5 of 389 comments (clear)

  1. Insurance companies suffer? by taustin · · Score: 5, Insightful

    Really? As long as liability insurance is mandatory, and comprehensive required for as long as you have load on the car, and as long as it takes action on the part of a state legislature followed by years of court battles to force insurance companies to lower rates, no, insurance companies will not suffer from lower accident rates.

    In fact, in most states, they will probably use the changing market as an excuse to raise rates, knowing they will continue to sell the same number of policies while paying fewer claims.

    Anybody who believes that the legal requirements for insurance will change for self driving cars is smoking dope.

    1. Re:Insurance companies suffer? by gstoddart · · Score: 5, Interesting

      More than that ... if we have self driving cars, why would I pay for insurance at all?

      So that some company can sell me a product which mostly works, and when it fails will throw control over to me and make it my liability?

      Yeah, sorry ... but no.

      Your car is either autonomous, and whoever made it/is responsible to maintain it pays the liability .. or it will hand back to me when it runs out of options, in which case I'll just drive the car myself because I don't trust it.

      Either we trust the autonomous cars, or we don't. But I'm not taking any liability for it, and I'm sure as hell not paying for liability for it.

      That's just companies wanting the best of both worlds.

      You want autonomous cars, fine, then I'm a passenger with no controls. At which point these things are only economically viable in a rental model ... because why the hell would I pay to own one?

      --
      Lost at C:>. Found at C.
  2. Five years away? by ArcadeMan · · Score: 5, Interesting

    Is that the same kind of years that are used by a lot of other technological advances? Because if it is, we won't have commercially available self-driving cars before 2040.

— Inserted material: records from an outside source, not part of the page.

PR #176, opened 2025-06-12
Add accessors for dev and addr to Omp resource

MrBurmark:
Add accessors for dev and addr to Omp resource so they can be used in RAJA and RAJAPerf. Currently RAJA always uses the default device and ignores the resource.

### DIFF
--- a/include/camp/resource/omp_target.hpp
+++ b/include/camp/resource/omp_target.hpp
@@ -189,6 +189,10 @@ namespace resources
         }
         return ret;
       }
+
+      int get_device() const { return dev; }
+      char* get_depend_location() const { return addr; }
+
       /*
        * \brief Compares two (Omp) resources to see if they are equal.
        *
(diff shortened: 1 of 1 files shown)


include/camp/resource/omp_target.hpp
```diff
@@ -189,6 +189,10 @@ namespace resources
         }
         return ret;
       }
+
+      int get_device() const { return dev; }
```
adayton1, line 193: Can you document these functions?

adayton1 (approved):

include/camp/resource/omp_target.hpp
kab163: +1 on documentation :D

kab163: If you give me descriptions, I can help with the PR. The more docs the better :D

MrBurmark: I can document them. They are equivalent to the get_device and get_stream methods on the Cuda and Hip resources.

kab163 (approved):
Thanks!

adayton1 (approved):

    And by then, I hope they're freakin' flying cars, too.

  3. Private Ownership? by Anonymous Coward · · Score: 5, Insightful

    My bet... insurance companies will make it nearly impossible to own a human driving car. Since humans create accidents and they do not wish to pay out, liability coverage for a human driven car will increase greatly while robotic cars will drop. Eventually it will be nearly impossible to own a human driven car because of the costs.

  4. Re:Or, alternately ... by timholman · · Score: 5, Insightful

    The world isn't going to rush out and buy self-driving cars just because the people who want to sell self-driving cars tell us how awesome they'll be. It just doesn't work that way.

    Thirty years ago, you could just as easily have written the following:

    "The world isn't going to rush out and buy cellular phones just because the people who want to sell cellular phones tell us how awesome they'll be. It just doesn't work that way."

    Back then, Ma Bell ran the U.S. telecom industry. Nearly every home had a landline, with regulated rates. Public phones were everywhere. What possible motivation could people have to buy a $400 smartphone every two years, and pay $50 or $100 a month in connection fees on top of that? Yet here we are today.

    Self-driving cars aren't going to overturn transportation because they're "awesome", but because they'll be so damned useful to so many people, not the least of which will be the large segment of the population that wants the convenience of personal transportation, but cannot drive.

    Add to that the estimated 250 billion USD cost each year in the U.S. alone due to auto accidents, along with 35,000 deaths and millions of injuries (some permanently disabling), and there is in fact an enormous financial (and humanitarian) incentive to get self-driving cars on the road ASAP.

    Twenty years from now we'll be looking back and wondering how we ever managed without autonomous transportation, just as we now wonder how we managed before the cell / smartphone era. People can kick and scream about the future all they want, but it's coming nonetheless.